Piera Anna Franini
Il pianista italiano di riferimento? Risposta ovvia. È Maurizio Pollini, interprete di rango internazionale, così internazionale da riservare all'Italia poche e oculate apparizioni. Così, i suoi recital finiscono immancabilmente con il fregiarsi dell'etichetta di «straordinario». Straordinario è stato il concerto scaligero messo a punto dalle Serate Musicali, lo scorso 29 maggio, a favore del Fai.
Straordinario il recital il 13 febbraio, sempre alla Scala, organizzato dalla Società dei Concerti. La stessa istituzione che a breve, il 23 giugno, riporta Pollini a Milano, in Conservatorio (ore 21), consegnando alla città - dove il pianista è nato e cresciuto - la palma di un centro italiano tra i più frequentati da Pollini.
Straordinarietà elevata al quadrato se si pensa alla sede dove il concerto avrà luogo. Non è la Scala, bensì quella sala - la Verdi del Conservatorio - dove Pollini non mise piede per ventisei anni. Lì, nel 1972 si era consumata una serata furibonda con il pianista intento a leggere un proclama pro-Vietnam (firmato da Petrassi, Abbado, Quartetto Italiano, Dallapiccola) e la platea che ad appello appena cominciato travolse l'interprete, notoriamente schivo e riservato, con una pioggia di fischi. Seguiva un silenzio lungo un quarto di secolo e poi il concerto di riconciliazione nel settembre 2002.
Per il concerto milanese «in difesa della Costituzione», Pollini ha impaginato un programma che affianca alle Sonate in fa minore e do maggiore dell'op.2 di Beethoven, la Prima Ballata, due Notturni, Polonaise op.44 e Terzo Scherzo di Chopin. Due autori in testa alle predilezioni di Pollini che nel 1993 ha affrontato l'integrale di Beethoven (anche alla Scala) in senso cronologico estendendo l'interesse anche alle Sonate fino a quel momento neglette (appunto le prime).

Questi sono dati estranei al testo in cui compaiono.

PR #4487, opened 2024-05-17
improve: generalize transformations and scripts of runner and preloads into TemplateTransformer

bowenliang123:
# Description

- generalize scripts of runner and preload into TemplateTransformer
- properly indent scripts with `dedent` inside methods

## Type of Change

- [ ] Dependency upgrade

# How Has This Been Tested?

- [x] existed tests for code executor

# Suggested Checklist:

### DIFF
--- a/api/core/helper/code_executor/code_executor.py
+++ b/api/core/helper/code_executor/code_executor.py
@@ -12,7 +12,7 @@ from config import get_env
 from core.helper.code_executor.entities import CodeDependency
 from core.helper.code_executor.javascript.javascript_transformer import NodeJsTemplateTransformer
 from core.helper.code_executor.jinja2.jinja2_transformer import Jinja2TemplateTransformer
-from core.helper.code_executor.python3.python3_transformer import PYTHON_STANDARD_PACKAGES, Python3TemplateTransformer
+from core.helper.code_executor.python3.python3_transformer import Python3TemplateTransformer
 from core.helper.code_executor.template_transformer import TemplateTransformer
 
 logger = logging.getLogger(__name__)
@@ -187,7 +187,8 @@ class CodeExecutor:
             response = response.json()
             dependencies = response.get('data', {}).get('dependencies', [])
             return [
-                CodeDependency(**dependency) for dependency in dependencies if dependency.get('name') not in PYTHON_STANDARD_PACKAGES
+                CodeDependency(**dependency) for dependency in dependencies
+                if dependency.get('name') not in Python3TemplateTransformer.get_standard_packages()
             ]
         except Exception as e:
             logger.exception(f'Failed to list dependencies: {e}')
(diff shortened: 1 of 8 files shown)


bowenliang123:
cc @takatost @Yeuoly

bowenliang123:
BTW, during the refactoring, it's found that the approaches for the input objects serialization vary between Python and Javascript. The one for Python is wrapped in Base64 encoding, while the Javascript uses the raw inputs json object. Not the best way for further extensions to other languages.  Is that as designed on purpose?

Yeuoly:
> BTW, during the refactoring, it's found that the approaches for the input objects serialization vary between Python and Javascript. The one for Python is wrapped in Base64 encoding, while the Javascript uses the raw inputs json object. Not the best way for further extensions to other languages. Is that as designed on purpose?

In Python, the boolean value True is capitalized, which is not standard in JSON encoding. As a result, simple JSON encoding might not work as unexpected. However, this issue does not occur in JavaScript.

bowenliang123:
Yes, the differences were noticed. So maybe we could unify the json+base64 as the standard serialization for input objects in the future.

bowenliang123:
And there's another point I may want to have your suggestions. We are still using `replace` with to fill the code and inputs, as the existed way before refactoring. Do you want  `jinja2` to do this for possible injection attacks (but I'm not sure how much MarkupSafe inside jinja2 does help) ?

Yeuoly:
> Yes, the differences were noticed. So maybe we could unify the json+base64 as the standard serialization for input objects in the future.

feel free to do it~

Yeuoly:
> And there's another point I may want to have your suggestions. We are still using `replace` with to fill the code and inputs, as the existed way before refactoring. Do you want `jinja2` to do this for possible injection attacks (but I'm not sure how much MarkupSafe inside jinja2 does help) ?

It's unnecessary I think, the `replace` method doesn't significantly impact performance, maybe format could be a good alternative. As for Jinja2, it's too heavy for this task. It supports many features like loops, which we don't need. Additionally, it introduces some security risks. Even if it's currently safe, security experts can always find new ways to exploit it as I faced before.

bowenliang123:
> > And there's another point I may want to have your suggestions. We are still using `replace` with to fill the code and inputs, as the existed way before refactoring. Do you want `jinja2` to do this for possible injection attacks (but I'm not sure how much MarkupSafe inside jinja2 does help) ?
> 
> 
> 
> It's unnecessary I think, the `replace` method doesn't significantly impact performance, maybe format could be a good alternative. As for Jinja2, it's too heavy for this task. It supports many features like loops, which we don't need. Additionally, it introduces some security risks. Even if it's currently safe, security experts can always find new ways to exploit it as I faced before.

Yes, I agree with you. Let's keep it with "replace".

bowenliang123:
> > Yes, the differences were noticed. So maybe we could unify the json+base64 as the standard serialization for input objects in the future.
> 
> feel free to do it~

Hi, I have get this done. `json + base64` serialization is now a shared mechanism for both Python and Javascript.

loganclark360:
👍

W. Logan Clark

Yeuoly (approved):
LGTM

Maurizio Pollini si è guadagnato giovanissimo la reputazione del pianista dai timbri asciutti, disadorni, incline a prosciugare e stilizzare. Fin dalla medaglia vinta a diciotto anni al «Concorso Chopin» di Varsavia. Aveva eseguito quattro fra gli Studi più terribili di Chopin e, alla finale, il Primo Concerto. Il tipico programma di un «candidato al manicomio o alla vittoria» fu il commento. L'esito confermava la seconda tesi.

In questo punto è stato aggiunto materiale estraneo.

PR #4794, opened 2024-05-30
feat: opportunistic tls flag for smtp

chazzhou:
# Description

This pull request introduces an opportunistic TLS flag for the SMTP configuration in Dify and changes the default SMTP port from 587 to 465.

Currently, the existing TLS flag in Dify does not support port 465 (It will hang and then timeout), which is more commonly used nowadays due to its higher security. Port 465 is used for SMTP connections secured with SSL/TLS encryption from the start, establishing a secure connection before any SMTP commands are sent. SSL/TLS encryption is enabled by default on this port, providing a higher level of security compared to port 587.

Port 587, on the other hand, is used for SMTP connections with STARTTLS, where the connection starts as a plain-text SMTP connection and can be upgraded to a secure connection using the STARTTLS command. It allows the client and server to negotiate the use of encryption during the SMTP conversation.

To address the limitation of the current TLS flag and enhance the security of email communication, this pull request introduces an opportunistic TLS flag. This flag provides the option to enable opportunistic TLS encryption for SMTP connections, allowing the flexibility to use either port 587 with STARTTLS or port 465 with SSL/TLS, depending on the email server's requirements and support.

Furthermore, the pull request changes the default SMTP port in the example configs from 587 to 465. This ensures that the SMTP connection is encrypted from the beginning by default, providing a higher level of security out of the box.

The changes include updates to the configuration files, environment variables, and the SMTPClient class to support this new feature and the default port change.

## Type of Change

# How Has This Been Tested?

- [x] Verified that the SMTP configuration updates are reflected in the `api/.env.example` and `docker/docker-compose.yaml` files.
- [x] Tested the SMTPClient class with different combinations of `use_tls` and `opportunistic_tls` flags to ensure the correct behavior.
- [x] Validated that email sending functionality works as expected with the new opportunistic TLS option enabled with port 587.
- [x] Validated that email sending functionality works as expected with the new opportunistic TLS option disabled with port 465.

# Suggested Checklist:

### DIFF
--- a/api/.env.example
+++ b/api/.env.example
@@ -127,10 +127,11 @@ RESEND_API_KEY=
 RESEND_API_URL=https://api.resend.com
 # smtp configuration
 SMTP_SERVER=smtp.gmail.com
-SMTP_PORT=587
+SMTP_PORT=465
 SMTP_USERNAME=123
 SMTP_PASSWORD=abc
-SMTP_USE_TLS=false
+SMTP_USE_TLS=true
+SMTP_OPPORTUNISTIC_TLS=false
 
 # Sentry configuration
 SENTRY_DSN=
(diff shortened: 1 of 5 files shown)


crazywoola (approved):

crazywoola:
Thanks for your contribution.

In giuria sedeva Arthur Rubinstein che assieme ad Alfred Cortot è poi rimasto il punto di riferimento dello Chopin di Pollini, ammirato per «l'attenzione all'equilibrio formale» e per il gusto moderno che si traduce «in un rubato più riservato rispetto alla tradizione d'Ottocento», ci spiegò Pollini in occasione di una presentazione di cd chopiniani per la Deutsche Grammophon.
Pollini è pianista di larga popolarità, è quasi automatico che i suoi cd campeggino in testa alla hit parade dei cd classici più venduti.